* [GOAL OF THE EXERCISE] Only a number is wanted here, namely how many lines of the data contain the string "Given".
--- START ---
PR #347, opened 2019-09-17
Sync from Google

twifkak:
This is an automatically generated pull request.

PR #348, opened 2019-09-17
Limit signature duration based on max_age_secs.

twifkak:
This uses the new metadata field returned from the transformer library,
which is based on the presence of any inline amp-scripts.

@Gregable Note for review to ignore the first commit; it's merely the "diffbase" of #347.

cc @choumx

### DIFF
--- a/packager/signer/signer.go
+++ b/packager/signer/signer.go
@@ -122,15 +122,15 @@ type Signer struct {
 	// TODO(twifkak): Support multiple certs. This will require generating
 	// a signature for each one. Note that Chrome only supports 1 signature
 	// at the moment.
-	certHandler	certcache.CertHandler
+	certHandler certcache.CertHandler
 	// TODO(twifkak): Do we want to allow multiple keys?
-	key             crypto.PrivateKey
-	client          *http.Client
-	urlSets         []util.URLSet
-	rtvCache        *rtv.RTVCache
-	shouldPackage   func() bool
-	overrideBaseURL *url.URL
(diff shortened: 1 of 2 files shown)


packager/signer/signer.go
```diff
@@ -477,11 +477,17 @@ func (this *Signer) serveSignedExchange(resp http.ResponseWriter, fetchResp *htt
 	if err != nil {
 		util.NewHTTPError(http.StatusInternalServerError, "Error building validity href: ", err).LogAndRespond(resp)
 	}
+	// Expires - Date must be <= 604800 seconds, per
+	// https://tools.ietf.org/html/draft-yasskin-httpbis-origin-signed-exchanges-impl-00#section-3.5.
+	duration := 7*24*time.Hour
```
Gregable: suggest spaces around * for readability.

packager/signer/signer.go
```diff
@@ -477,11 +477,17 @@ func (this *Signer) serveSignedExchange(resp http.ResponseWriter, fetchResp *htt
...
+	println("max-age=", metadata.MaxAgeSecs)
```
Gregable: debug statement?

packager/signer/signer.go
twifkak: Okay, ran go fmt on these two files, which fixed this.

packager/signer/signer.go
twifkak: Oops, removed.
--- END ---
--- START ---
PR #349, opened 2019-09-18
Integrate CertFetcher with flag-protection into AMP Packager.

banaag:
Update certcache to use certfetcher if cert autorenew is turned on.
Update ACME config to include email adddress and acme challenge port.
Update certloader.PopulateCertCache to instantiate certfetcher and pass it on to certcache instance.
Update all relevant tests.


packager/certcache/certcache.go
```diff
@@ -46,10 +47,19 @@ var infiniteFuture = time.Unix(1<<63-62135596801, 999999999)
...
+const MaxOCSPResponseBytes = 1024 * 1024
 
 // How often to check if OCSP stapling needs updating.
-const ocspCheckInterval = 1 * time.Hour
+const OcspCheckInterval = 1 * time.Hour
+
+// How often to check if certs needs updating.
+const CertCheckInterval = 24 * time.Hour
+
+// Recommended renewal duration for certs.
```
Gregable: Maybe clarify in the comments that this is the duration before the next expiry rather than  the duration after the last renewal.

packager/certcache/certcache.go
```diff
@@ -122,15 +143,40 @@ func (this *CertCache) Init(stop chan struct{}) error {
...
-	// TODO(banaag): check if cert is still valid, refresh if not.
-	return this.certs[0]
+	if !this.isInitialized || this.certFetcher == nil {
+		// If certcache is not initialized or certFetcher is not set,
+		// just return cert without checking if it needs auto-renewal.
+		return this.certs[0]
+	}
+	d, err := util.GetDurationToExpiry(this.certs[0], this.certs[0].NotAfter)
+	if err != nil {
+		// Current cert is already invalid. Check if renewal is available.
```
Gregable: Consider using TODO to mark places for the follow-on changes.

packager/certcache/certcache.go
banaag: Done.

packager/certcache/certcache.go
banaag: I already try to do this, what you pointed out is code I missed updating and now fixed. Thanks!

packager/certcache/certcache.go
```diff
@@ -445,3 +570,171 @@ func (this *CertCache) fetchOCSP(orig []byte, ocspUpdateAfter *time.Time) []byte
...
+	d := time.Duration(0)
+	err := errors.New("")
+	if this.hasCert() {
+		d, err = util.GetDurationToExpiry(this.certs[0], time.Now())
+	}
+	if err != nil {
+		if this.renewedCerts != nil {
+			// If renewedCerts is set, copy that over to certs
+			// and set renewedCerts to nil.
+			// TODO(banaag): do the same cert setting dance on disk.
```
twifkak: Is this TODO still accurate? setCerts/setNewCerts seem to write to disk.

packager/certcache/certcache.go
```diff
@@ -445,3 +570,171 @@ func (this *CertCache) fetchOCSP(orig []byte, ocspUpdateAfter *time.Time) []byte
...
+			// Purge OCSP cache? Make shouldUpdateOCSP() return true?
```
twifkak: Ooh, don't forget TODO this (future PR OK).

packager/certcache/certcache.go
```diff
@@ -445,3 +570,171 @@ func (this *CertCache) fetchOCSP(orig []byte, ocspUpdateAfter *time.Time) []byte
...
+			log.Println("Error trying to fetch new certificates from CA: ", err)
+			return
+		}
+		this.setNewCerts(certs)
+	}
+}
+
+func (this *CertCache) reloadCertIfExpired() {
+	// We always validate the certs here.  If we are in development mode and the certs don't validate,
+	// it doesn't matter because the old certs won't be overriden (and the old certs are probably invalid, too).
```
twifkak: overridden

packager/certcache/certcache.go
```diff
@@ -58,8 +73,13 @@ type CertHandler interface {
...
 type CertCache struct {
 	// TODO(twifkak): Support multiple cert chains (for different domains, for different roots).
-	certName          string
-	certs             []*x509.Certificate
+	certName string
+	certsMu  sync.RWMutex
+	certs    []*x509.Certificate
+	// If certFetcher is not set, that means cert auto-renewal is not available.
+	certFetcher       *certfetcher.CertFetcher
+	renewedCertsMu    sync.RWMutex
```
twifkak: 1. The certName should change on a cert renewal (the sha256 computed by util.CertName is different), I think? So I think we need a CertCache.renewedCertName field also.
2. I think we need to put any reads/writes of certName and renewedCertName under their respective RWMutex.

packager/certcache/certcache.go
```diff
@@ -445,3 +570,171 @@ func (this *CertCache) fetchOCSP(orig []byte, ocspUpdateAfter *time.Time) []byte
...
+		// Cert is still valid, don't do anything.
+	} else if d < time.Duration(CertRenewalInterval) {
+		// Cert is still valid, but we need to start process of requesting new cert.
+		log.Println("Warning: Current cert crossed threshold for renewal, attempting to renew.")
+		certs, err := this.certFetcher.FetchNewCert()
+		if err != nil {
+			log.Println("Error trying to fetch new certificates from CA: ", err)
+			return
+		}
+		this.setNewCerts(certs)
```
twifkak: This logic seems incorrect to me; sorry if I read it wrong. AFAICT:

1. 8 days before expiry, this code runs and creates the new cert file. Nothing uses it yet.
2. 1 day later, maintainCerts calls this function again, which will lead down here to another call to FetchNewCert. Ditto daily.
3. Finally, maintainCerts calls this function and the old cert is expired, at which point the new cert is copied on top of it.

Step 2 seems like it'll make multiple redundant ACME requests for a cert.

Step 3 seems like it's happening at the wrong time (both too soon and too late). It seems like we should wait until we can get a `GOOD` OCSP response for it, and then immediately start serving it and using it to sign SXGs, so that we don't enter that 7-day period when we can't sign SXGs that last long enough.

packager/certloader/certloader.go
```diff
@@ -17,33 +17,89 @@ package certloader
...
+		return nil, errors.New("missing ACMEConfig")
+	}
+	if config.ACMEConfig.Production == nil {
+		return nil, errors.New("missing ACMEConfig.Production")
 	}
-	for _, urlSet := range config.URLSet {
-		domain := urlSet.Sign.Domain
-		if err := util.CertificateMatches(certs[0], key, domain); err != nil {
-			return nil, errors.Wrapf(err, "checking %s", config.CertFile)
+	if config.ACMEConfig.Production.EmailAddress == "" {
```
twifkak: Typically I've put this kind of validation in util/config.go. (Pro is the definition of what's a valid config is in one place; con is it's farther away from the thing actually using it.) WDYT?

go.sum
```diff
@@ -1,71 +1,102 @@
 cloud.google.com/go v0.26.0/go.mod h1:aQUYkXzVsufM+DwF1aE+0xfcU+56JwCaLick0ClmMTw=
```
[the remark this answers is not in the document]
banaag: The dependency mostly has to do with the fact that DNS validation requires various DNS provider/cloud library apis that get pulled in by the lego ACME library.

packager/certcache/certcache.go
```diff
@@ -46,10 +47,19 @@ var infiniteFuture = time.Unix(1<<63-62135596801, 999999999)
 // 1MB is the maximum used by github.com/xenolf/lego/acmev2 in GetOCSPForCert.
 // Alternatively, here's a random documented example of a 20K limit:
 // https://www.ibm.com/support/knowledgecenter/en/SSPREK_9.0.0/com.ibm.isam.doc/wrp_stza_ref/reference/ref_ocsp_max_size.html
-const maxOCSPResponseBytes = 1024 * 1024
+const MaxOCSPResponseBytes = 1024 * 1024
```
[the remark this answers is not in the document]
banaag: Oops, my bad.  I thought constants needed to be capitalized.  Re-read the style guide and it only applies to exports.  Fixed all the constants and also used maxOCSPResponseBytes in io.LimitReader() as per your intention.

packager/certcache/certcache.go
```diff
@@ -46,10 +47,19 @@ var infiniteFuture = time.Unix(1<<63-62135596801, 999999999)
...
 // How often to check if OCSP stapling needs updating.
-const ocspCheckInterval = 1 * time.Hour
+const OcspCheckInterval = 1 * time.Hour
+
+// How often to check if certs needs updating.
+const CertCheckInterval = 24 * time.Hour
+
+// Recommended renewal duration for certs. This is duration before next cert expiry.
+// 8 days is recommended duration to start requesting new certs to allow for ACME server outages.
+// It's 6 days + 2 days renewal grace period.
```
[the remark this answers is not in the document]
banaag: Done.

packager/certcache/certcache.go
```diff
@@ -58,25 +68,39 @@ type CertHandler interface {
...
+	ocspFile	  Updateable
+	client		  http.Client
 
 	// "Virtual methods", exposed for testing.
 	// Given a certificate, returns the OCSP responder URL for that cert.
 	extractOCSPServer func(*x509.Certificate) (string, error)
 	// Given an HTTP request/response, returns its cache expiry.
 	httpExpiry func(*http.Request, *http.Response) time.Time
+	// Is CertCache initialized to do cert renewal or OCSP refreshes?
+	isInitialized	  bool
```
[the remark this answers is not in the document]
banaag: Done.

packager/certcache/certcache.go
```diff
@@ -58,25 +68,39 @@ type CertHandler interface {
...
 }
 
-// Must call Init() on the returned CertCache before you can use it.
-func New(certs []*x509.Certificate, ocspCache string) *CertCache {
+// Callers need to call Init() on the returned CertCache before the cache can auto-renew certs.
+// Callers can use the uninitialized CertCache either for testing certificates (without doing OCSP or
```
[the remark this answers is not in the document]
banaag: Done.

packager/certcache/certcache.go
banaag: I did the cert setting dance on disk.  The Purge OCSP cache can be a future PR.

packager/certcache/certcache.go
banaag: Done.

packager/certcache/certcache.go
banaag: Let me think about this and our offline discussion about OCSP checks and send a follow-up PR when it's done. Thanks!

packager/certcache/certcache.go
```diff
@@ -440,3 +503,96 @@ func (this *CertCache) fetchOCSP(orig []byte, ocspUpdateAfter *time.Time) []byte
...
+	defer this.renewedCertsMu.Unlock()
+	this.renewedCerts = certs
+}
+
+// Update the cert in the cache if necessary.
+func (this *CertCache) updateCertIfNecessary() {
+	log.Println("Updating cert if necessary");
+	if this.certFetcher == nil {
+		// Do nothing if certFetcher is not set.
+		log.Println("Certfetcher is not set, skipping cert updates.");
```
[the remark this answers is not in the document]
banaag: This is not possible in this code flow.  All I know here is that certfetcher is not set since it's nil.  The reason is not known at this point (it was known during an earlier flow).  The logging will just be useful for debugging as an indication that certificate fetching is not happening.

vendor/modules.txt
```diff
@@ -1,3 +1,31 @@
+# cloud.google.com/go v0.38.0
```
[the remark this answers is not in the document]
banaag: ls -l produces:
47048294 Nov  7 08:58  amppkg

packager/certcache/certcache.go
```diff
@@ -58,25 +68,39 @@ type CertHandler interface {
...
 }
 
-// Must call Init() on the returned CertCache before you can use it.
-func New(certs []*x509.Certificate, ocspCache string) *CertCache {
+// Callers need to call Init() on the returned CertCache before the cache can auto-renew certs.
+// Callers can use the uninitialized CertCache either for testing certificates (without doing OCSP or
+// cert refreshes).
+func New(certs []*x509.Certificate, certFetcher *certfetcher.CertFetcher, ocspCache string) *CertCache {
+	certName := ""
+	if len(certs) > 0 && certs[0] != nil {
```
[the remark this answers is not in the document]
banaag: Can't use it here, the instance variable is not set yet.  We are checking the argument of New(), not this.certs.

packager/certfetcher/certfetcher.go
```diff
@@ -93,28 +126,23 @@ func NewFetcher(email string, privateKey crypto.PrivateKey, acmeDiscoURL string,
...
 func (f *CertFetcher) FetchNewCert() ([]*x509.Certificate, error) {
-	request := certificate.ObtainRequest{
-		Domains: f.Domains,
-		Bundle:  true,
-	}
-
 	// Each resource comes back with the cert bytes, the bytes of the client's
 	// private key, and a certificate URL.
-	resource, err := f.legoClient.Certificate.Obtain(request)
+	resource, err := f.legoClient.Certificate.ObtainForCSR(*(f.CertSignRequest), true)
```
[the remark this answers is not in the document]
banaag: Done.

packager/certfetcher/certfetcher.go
--- END ---
* [WRITTEN RESPONSE] 2